> **Problem**
From the line that contains "-69,6 +69,7 @@" through the line that contains "I'm realising we're", output every line of the listing below exactly and leave out all the rest.

> **Stored data**
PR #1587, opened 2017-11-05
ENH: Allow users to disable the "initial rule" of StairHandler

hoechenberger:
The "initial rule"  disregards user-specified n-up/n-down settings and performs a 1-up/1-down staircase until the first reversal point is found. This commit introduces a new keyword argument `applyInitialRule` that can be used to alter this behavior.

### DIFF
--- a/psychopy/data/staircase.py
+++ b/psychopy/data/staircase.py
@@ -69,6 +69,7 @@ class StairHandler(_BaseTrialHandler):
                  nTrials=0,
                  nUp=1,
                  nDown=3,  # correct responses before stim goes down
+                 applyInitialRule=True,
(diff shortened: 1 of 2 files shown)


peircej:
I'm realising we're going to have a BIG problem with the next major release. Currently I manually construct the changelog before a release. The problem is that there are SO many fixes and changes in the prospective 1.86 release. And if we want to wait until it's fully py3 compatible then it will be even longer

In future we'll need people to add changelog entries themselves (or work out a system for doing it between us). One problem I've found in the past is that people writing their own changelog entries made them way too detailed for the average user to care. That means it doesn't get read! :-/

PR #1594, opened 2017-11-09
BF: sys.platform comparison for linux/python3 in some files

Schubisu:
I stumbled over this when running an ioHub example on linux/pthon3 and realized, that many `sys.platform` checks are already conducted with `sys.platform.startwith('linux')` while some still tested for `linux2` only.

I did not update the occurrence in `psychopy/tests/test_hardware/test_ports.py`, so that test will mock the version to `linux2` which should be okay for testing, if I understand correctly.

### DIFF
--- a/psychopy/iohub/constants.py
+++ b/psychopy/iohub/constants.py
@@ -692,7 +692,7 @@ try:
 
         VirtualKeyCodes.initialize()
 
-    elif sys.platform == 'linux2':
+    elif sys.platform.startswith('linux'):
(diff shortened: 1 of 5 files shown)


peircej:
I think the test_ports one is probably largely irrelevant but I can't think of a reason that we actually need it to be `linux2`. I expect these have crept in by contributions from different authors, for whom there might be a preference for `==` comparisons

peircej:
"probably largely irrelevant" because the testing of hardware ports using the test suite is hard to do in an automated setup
==
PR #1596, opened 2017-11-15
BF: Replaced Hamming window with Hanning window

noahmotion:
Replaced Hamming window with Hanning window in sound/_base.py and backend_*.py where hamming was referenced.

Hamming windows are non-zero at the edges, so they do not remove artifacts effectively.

> **Answer**
@@ -69,6 +69,7 @@ class StairHandler(_BaseTrialHandler):
                  nTrials=0,
                  nUp=1,
                  nDown=3,  # correct responses before stim goes down
+                 applyInitialRule=True,
(diff shortened: 1 of 2 files shown)


peircej:
I'm realising we're going to have a BIG problem with the next major release. Currently I manually construct the changelog before a release. The problem is that there are SO many fixes and changes in the prospective 1.86 release. And if we want to wait until it's fully py3 compatible then it will be even longer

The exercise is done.